===== Provided records =====
PR #2958, opened 2023-08-09
removed text/tips and added mktg div

claud-io:


www/running.inc
```diff
@@ -11,6 +11,8 @@
             $noanalytics = true;
             $page_keywords = array('WebPageTest','Website Speed Test','Page Speed');
             $page_description = "Running website performance test.";
+	    
+	    require_once WWW_PATH . '/templates/layouts/google-tag-manager.inc';
```
claud-io, line 15: @mjkozicki  this is already included in head.inc but changing $noanalytics = false; will import also other scripts, so probably better to just include gtm here?

www/running.inc
```diff
@@ -11,7 +11,9 @@
             $noanalytics = true;
             $page_keywords = array('WebPageTest','Website Speed Test','Page Speed');
             $page_description = "Running website performance test.";
+	    
             include('head.inc');
+	    require_once WWW_PATH . '/templates/layouts/google-tag-manager.inc';
```
claud-io, line 16: @mjkozicki there is some css loaded after the gtm that is conflicting with it, moving after it fix the issue

mjkozicki (approved):

PR #2983, opened 2023-10-17
Fixed mispelled variables

lbartoli79:


claud-io (approved):
let's find a sample of before/after

PR #2993, opened 2023-10-30
Contact Information text is overlapping with Start Test button

v-hclaveria:
Proposed solution, pending to be tested on the QA environment.
Change on styling, adding missing tag. Applying the same change to password modal.
@claud-io 
@mjkozicki

### DIFF
--- a/www/assets/css/account.css
+++ b/www/assets/css/account.css
@@ -232,7 +232,7 @@ body.theme-b {
 .modal-open {
   visibility: visible;
   display: block;
-  z-index: 1000001;
+  z-index: 1001;
   background: rgb(244, 244, 244);
   box-sizing: border-box;
   padding: 5vh;
--- a/www/assets/css/account.css
+++ b/www/assets/css/account.css
@@ -189,6 +189,20 @@ body.theme-b {
   border: 0;
 }
 
+.contact-info-modal {
+    height: 38rem !important;
+}
+.contact-info-modal-form {
+    height: 26rem !important;
+}
+
+.password-modal {
+    height: 34rem !important;
+}
+.password-modal-form {
+    height: 22rem !important;
+}
+
 .modal,
 .modal_screen {
   position: fixed;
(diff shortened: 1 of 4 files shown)


v-hclaveria:
image

www/templates/account/includes/modals/contact-info.php
```diff
@@ -31,9 +31,11 @@
             <input type="hidden" name="id" value="<?= $id; ?>" />
             <input type="hidden" name="type" value="contact-info" />
             <input type="hidden" name="csrf_token" value="<?= $csrf_token ?>" />
-            <div class="save-button">
-                <button type="submit" class="pill-button blue">Save</button>
-            </div>
+            <div class="section">
+				<div class="save-button">
```
claud-io, line 35: please format

www/assets/css/account.css
```diff
@@ -189,6 +189,20 @@ body.theme-b {
   border: 0;
 }
 
+.contact-info-modal {
+    height: 38rem !important;
```
claud-io, line 193: please check with different resolutions and format code

www/assets/css/account.css
```diff
@@ -218,7 +232,7 @@ body.theme-b {
 .modal-open {
   visibility: visible;
   display: block;
-  z-index: 1001;
+  z-index: 1000001;
```
lbartoli79, line 235: Look like this is not correct, this value should be greater than **wpt-header** z-index too, but it fails when we have different media width:
- default z-index: https://github.com/catchpoint/WebPageTest/blob/cd6502f48cac364f3b280fbdd7b84579a1538ab7/www/assets/css/wpt-header.css#L38
- z-index with `@media (min-width: 86em)`: https://github.com/catchpoint/WebPageTest/blob/cd6502f48cac364f3b280fbdd7b84579a1538ab7/www/assets/css/wpt-header.css#L419

www/assets/css/wpt-header.css
```diff
@@ -416,7 +416,7 @@ wpt-header .wptheader_nav_menu details[open] summary span:after {
 
 @media (min-width: 86em) {
   wpt-header {
-    z-index: 999999;
+    z-index: 1000;
```
lbartoli79, line 419: This is going to change header z-index everywhere, are you sure it does not break anything?

PR #2994, opened 2023-10-31
Overlapping text (Re-open #2993)

v-hclaveria:
Re-opening #2993. Apparently, it closes at re-naming the branch

With the first commit, I intended not to break anything and test how it behaves and look for impacts, since there are places I cannot check locally. It truly seems rare this new change won't cause any break, but those places are what I'm trying to find.
Please let me know if there's a more certain way to solve this that I'm not seeing.

@claud-io

### DIFF
--- a/www/assets/css/account.css
+++ b/www/assets/css/account.css
@@ -232,7 +232,7 @@ body.theme-b {
 .modal-open {
   visibility: visible;
   display: block;
-  z-index: 1000001;
+  z-index: 1001;
   background: rgb(244, 244, 244);
   box-sizing: border-box;
   padding: 5vh;
--- a/www/assets/css/account.css
+++ b/www/assets/css/account.css
@@ -189,6 +189,20 @@ body.theme-b {
   border: 0;
 }
 
+.contact-info-modal {
+    height: 38rem !important;
+}
+.contact-info-modal-form {
+    height: 26rem !important;
+}
+
+.password-modal {
+    height: 34rem !important;
+}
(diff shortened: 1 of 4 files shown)


www/assets/css/wpt-header.css
```diff
@@ -416,7 +416,7 @@ wpt-header .wptheader_nav_menu details[open] summary span:after {
 
 @media (min-width: 86em) {
   wpt-header {
-    z-index: 999999;
+    z-index: 1000;
```
claud-io, line 419: those changes are going to impact header everywhere have you checked with multiple resolutions?

www/assets/css/account.css
```diff
@@ -189,6 +189,20 @@ body.theme-b {
   border: 0;
 }
 
+.contact-info-modal {
+    height: 38rem !important;
```
claud-io, line 193: is important mandatory?

www/templates/account/includes/modals/contact-info.php
```diff
@@ -31,8 +31,10 @@
             <input type="hidden" name="id" value="<?= $id; ?>" />
             <input type="hidden" name="type" value="contact-info" />
             <input type="hidden" name="csrf_token" value="<?= $csrf_token ?>" />
-            <div class="save-button">
-                <button type="submit" class="pill-button blue">Save</button>
+            <div class="section">
```
claud-io, line 34: what's the effect of this section class?

PR #2998, opened 2023-11-06
Bugfix: added interval to set correct select value after form autocomplete

alectejada:
this change should fix the problem on the country select from the user data form(step-2), where the browser autocomplete is setting the value the user selected previously but is not triggering an event when doing so.

this is a fix where we would check the values on an interval and when a change is detected we manually set the correct states.


alectejada:
closing this, we decided to just disable autocomplete on the fields.

PR #1614, opened 2018-07-13
Update FreeType's build process

cherusker:
The idea is to move most of the build logic to a repository that is owned by FreeType. I am in the process of creating new fuzz targets that are also used for regression testing which makes the build process somewhat more complex. Having it live in a repository that is owned by FreeType makes it easier to add, pause, stop, and adjust the targets as well as the corpora at any time.

**Dockerfile**:

- Add `cmake`.
- Stop cloning [git://git.sv.nongnu.org/freetype/freetype2.git](git://git.sv.nongnu.org/freetype/freetype2.git) directly; the testing repository takes care of cloning the latest version of FreeType (submodule).
- The new build logic also takes care of adding samples from the testing repository.

**build.sh**:

- Have two scripts take care of building all fuzzers (`build-fuzzers.sh`) as well as preparing all corpora (`prepare-oss-fuzz.sh`).
- The old (legacy) fuzzer will be built by the new system and renamed to `ftfuzzer` - OSS-Fuzz should not see any difference when using that target.
- Since `prepare-oss-fuzz.sh` creates zip files for all targets, `build.sh` has to add (`-u`) samples to the existing archive.

**ftfuzzer.options**:

- `prepare-oss-fuzz.sh` takes care of creating `*.options` files for all targets.

### DIFF
--- a/projects/freetype2/Dockerfile
+++ b/projects/freetype2/Dockerfile
@@ -16,13 +16,13 @@
 
 FROM gcr.io/oss-fuzz-base/base-builder
 MAINTAINER mike.aizatsky@gmail.com
-RUN apt-get update && apt-get install -y make autoconf libtool libarchive-dev
+RUN apt-get update && apt-get install -y autoconf cmake libarchive-dev libtool make
 
 # Get some files for the seed corpus
 ADD https://github.com/adobe-fonts/adobe-variable-font-prototype/releases/download/1.001/AdobeVFPrototype.otf $SRC/font-corpus/
 RUN git clone https://github.com/unicode-org/text-rendering-tests.git && cp text-rendering-tests/fonts/* $SRC/font-corpus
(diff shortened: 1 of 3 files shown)


projects/freetype2/Dockerfile
```diff
@@ -16,13 +16,13 @@
 
 FROM gcr.io/oss-fuzz-base/base-builder
 MAINTAINER mike.aizatsky@gmail.com
-RUN apt-get update && apt-get install -y make autoconf libtool libarchive-dev
+RUN apt-get update && apt-get install -y autoconf cmake libarchive-dev libtool make
 
 # Get some files for the seed corpus
 ADD https://github.com/adobe-fonts/adobe-variable-font-prototype/releases/download/1.001/AdobeVFPrototype.otf $SRC/font-corpus/
 RUN git clone https://github.com/unicode-org/text-rendering-tests.git && cp text-rendering-tests/fonts/* $SRC/font-corpus
```
cherusker: I left these two samples sources in here; they don't hurt anyone and they don't really fit into the "new way" of approaching FreeType's fuzzers (yet).

jonathanmetzman:
LGTM

Issue #1575, opened 2018-06-26
[infra] Compile fuzzing engine without SANITIZER_FLAGS unless MSan is used.


inferno-chromium:
Just to track that https://github.com/google/oss-fuzz/pull/1522 was reverted and we can't do this yet because of https://github.com/google/oss-fuzz/issues/1556. We can compromise of speed/coverage, but can't compromise on false positives.

jonathanmetzman:
I think this is taken care of by #2312

Issue #1556, opened 2018-06-22
Build failures with detect_container_overflow in fuzzer::InputCorpus::UpdateCorpusDistribution()


LebedevRI:
It does not seem like #1542 handled all the failures.

https://bugs.chromium.org/p/oss-fuzz/issues/detail?id=8989
Filed upstream just in case https://bugs.llvm.org/show_bug.cgi?id=37910 (as asked by @mclow)
But i can not reproduce.

Might be related to https://github.com/google/oss-fuzz/issues/1550

inferno-chromium:
@morehouse - something broke in libFuzzer, can you please check.

morehouse:
My guess at the culprit:  https://github.com/google/oss-fuzz/commit/63d9392e59bad3d19217997614c5fefd125b897c

There are known ASan container overflow false positives when mixing ASan-ified and non-ASan-ified libraries.  See https://github.com/google/sanitizers/wiki/AddressSanitizerContainerOverflow#false-positives.

kcc:
very likely. Note that upstream LLVM has switched to building libFuzzer with it's own private copy of libc++ 
exactly to avoid these problems. 
However, there was one more protection (not using vanilla std::vector), and there is one place where I failed to do this: 
```
FuzzerTracePC.cpp:    std::vector<uintptr_t> UncoveredPCs;
```

If we replace `std::vector` with `Vector` in this one place the problem may be gone for a while. 
@morehouse please do the change. 

Longer term, oss-fuzz needs to switch to LLVM uilds of libFuzzer, but we first need to make sure it works with msan. @morehouse, this is yours as well. :)

inferno-chromium:
Thanks @kcc for triaging this.

morehouse:
The last `std::vector` has been replaced with `Vector` in https://reviews.llvm.org/rL335487.

inferno-chromium:
@morehouse - we can't uptake r335487 since blocked on this install-cxx failure in https://github.com/google/oss-fuzz/issues/1560#issuecomment-399765227, any idea how to fix that ? If you have a workaround, then we can uptake both with rolling forward.

inferno-chromium:
Rolled in https://github.com/google/oss-fuzz/commit/ffe166e75ceb716fe34e11471501946b953ec754#diff-2ac6f4fc7d326765c42e2f3f30d5f2d5, we can close this after clusterfuzz verifies the fix and closes the monorail issue.

[...]

PR #1615, opened 2018-07-13
[infra] Reland "Compile fuzzing engines w/o SANITIZER_FLAGS unless MSan is used" (#1575).

Dor1s:
I'm testing this locally now to make sure we won't get MSan errors from libFuzzer + that it's safe not to enforce our LLVM revision anymore.

### DIFF
--- a/infra/base-images/base-builder/compile
+++ b/infra/base-images/base-builder/compile
@@ -22,13 +22,7 @@ if [ -z "${SANITIZER_FLAGS-}" ]; then
   export SANITIZER_FLAGS=${!FLAGS_VAR-}
 fi
 
-if [[ $FUZZING_ENGINE != "none" ]]; then
-  # compile script might override environment, use . to call it.
-  . compile_${FUZZING_ENGINE}
-fi
-
-if [[ $SANITIZER_FLAGS = *sanitize=memory* ]]
-then
+if [[ $SANITIZER_FLAGS = *sanitize=memory* ]]; then
   # Take all libraries from lib/msan and MSAN_LIBS_PATH
   # export CXXFLAGS_EXTRA="-L/usr/msan/lib $CXXFLAGS_EXTRA"
   cp -R /usr/msan/lib/* /usr/lib/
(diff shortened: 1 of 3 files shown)


inferno-chromium:
Please also see those container overflow bugs don't come back, that was the reason for the revert.

Dor1s:
Sure, that's what I'm testing locally for.

Dor1s:
Hmmmm, unfortunately it's still there!

Dor1s:
Right, that's because of https://github.com/google/oss-fuzz/issues/1556#issuecomment-400434406

But I agree that we can disable asan instrumentation for fuzzing engines as well, let me try doing that.

Dor1s:
Wait, that was the point of my CL, libFuzzer is not ASan-instrumented after that.

morehouse:
If we migrate to `-fsanitize=fuzzer`, the container overflow shouldn't be an issue for ASan.

IIRC, MSan+libfuzzer is the main thing keeping us from doing that.

Good news is... I've done some work to make MSan work with `-fsanitize=fuzzer`, and the libFuzzer test suite is passing with it.  I am planning to do some tests with fuzzer-test-suite today.  If all goes well, I'll document the new compatibility and OSS-Fuzz could probably migrate to `-fsanitize=fuzzer`.

Dor1s:
Another problem was that we'd love to use the ToT libFuzzer (https://github.com/google/oss-fuzz/blob/master/infra/base-images/base-clang/checkout_build_install_llvm.sh#L75), but with `-fsanitizer=fuzzer` we would stuck with a particular LLVM revision for 2-3 weeks until it gets updated in Chromium.

Dor1s:
Clang has been rolled past the fixes, let me try this patch once again. Testing locally first.

Dor1s:
Ah, wait, corpus distribution part hasn't been addressed, so we still can't land this.

jonathanmetzman:
Suggestion: Maybe more aggressive optimization level as well

Dor1s:
Do you mean compile libFuzzer with an optimization level other than `-O2`? Why do you think it would help?

jonathanmetzman:
>Do you mean compile libFuzzer with an optimization level other than -O2? 
I thought we did `O1`?
I don't know much about optimization levels but I assumed `O1` -> `O2` for LF would make fuzzers slightly faster, since there's no reason to use less aggressive instrumentation in LF because we aren't instrumenting it.
I'm not sure if `O2`->`O3` matters though.

Dor1s:
@jonathanmetzman should be doing `O2` as per https://github.com/google/oss-fuzz/blob/4e87bd622dfdde966e6ab4f40721b2dd02005ae0/infra/base-images/base-builder/compile_libfuzzer#L21


Either way, I've been slightly confused, but I see now, your point was about optimizing things by any other means, not about resolving that issue with container overflow.

Dor1s:
Looks like this won't be needed once we address #1652.

PR #1617, opened 2018-07-13
[fuzzing-puzzles] Disable AFL and add OnlySomeBytesTest for libFuzzer.

Dor1s:
AFL is completely stuck for the past month: https://oss-fuzz.com/v2/fuzzer-stats/by-day/date-start/2018-06-01/date-end/2018-07-12/fuzzer/afl/job/afl_asan_fuzzing-puzzles

@kcc, do you want me to add .options file with `-focus_function=f0` parameter?


jonathanmetzman:
Curious, when you tested locally with LF did you use value_profile?

AFL also does subset so I don't think it's subsetting making the major difference.

Dor1s:
> Curious, when you tested locally with LF did you use value_profile?


Yes, I've been always using value profile locally with LF.

Dor1s:
Not needed at this point as per discussion with Kostya.

PR #1625, opened 2018-07-17
libaom: Run cmake in a subdirectory under $WORK.

wantehchang:
Before we run cmake, we remove everything in the directory where we run
cmake. This will remove /work/msan if we run cmake in $WORK. To avoid
that, create a $WORK/build directory and run cmake in that directory.


wantehchang:
I am a Google employee. I just registered my GitHub account and joined the "Google" organization.

PR #1629, opened 2018-07-18
[infra] Support extra arguments for llvm-cov + update the binaries.

Dor1s:
Requested by folks working on libaom.


infra/base-images/base-runner/coverage
```diff
@@ -23,7 +23,10 @@ else
 fi
 
 LOGS_DIR="$OUT/logs"
-mkdir -p $LOGS_DIR
```
johannkoenig: Would it be worth deleting the entire $OUT directory?

docs/code_coverage.md
```diff
@@ -72,6 +72,17 @@ via `--corpus-dir` to be used instead of the corpus downloaded from OSS-Fuzz:
...
 ```
 
+### Additional arguments for `llvm-cov`
+
+You might want to use some of the options of [llvm-cov tool] such as
+`-ignore-filename-regex`. You can pass those to the helper script via
+`--extra-args` flag:
+
+```bash
+python infra/helper.py profile --extra-args='-ignore-filename-regex=.*code/to/be/ignored/.*' $project_name
```
oliverchang: I think a common convention with command line flags is to use "--" to denote that everything afterwards should be forwarded to a target program. 

I think argparse should support this also: https://stackoverflow.com/questions/14693718/how-to-parse-positional-arguments-with-leading-minus-sign-negative-numbers-usi

infra/base-images/base-runner/coverage
Dor1s: No, there must be fuzzer binaries which are needed for generating code coverage report.

docs/code_coverage.md
Dor1s: That's an excellent suggestion, thanks Oliver! Done.

Dor1s:
Please take another look :)

Dor1s:
Landing this for now just to give something usable to libaom folks. If there are any other comments, we'll be happy to address in a follow-up.

PR #1630, opened 2018-07-18
libaom,build.sh: s/CONFIG_UNIT_TESTS/ENABLE_TESTS/

jzern:
This change was made in:
d9647f214 cmake: Improve testing.

This has no effect on the fuzz target, but will decrease the build time.


urvangjoshi:
LGTM

PR #1631, opened 2018-07-19
libaom,build.sh: disable AV1 encoder

jzern:
Only the decoder is needed by the fuzz target. This will help prune unnecessary files from the coverage report.

BUG=chromium:838380


urvangjoshi:
LGTM, Thanks!

PR #1633, opened 2018-07-19
[libgit2] create build directory only if it doesn't exist yet

pks-t:
Right now, we're always trying to create the project build directory,
even if it already exists. When building the fuzzer with an already
existing project directory, though, this may produce an error if the
build directory already exists. Fix this by adding the "-p" flag to
mkdir(1), which will not produce an error if the target already exists.


pks-t:
I signed it!

PR #1639, opened 2018-07-22
[FreeType2] Add libraries for future use

cherusker:
These libraries could become interesting in the future which is why we want to add them already and activate them as soon as we see fit:

- libpng-dev
- zlib1g-dev


cherusker:
Thanks :)

PR #1643, opened 2018-07-23
[FreeType2] Remove `libarchive-dev'.

cherusker:
As mentioned in #1641, this is the second part of moving over to building `libarchive` from sources. Thanks for merging.


cherusker:
❤️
=====
Activity: Search the data above for the string "projects" and report each line that holds it.

Exercise answer:
--- a/projects/freetype2/Dockerfile
+++ b/projects/freetype2/Dockerfile
projects/freetype2/Dockerfile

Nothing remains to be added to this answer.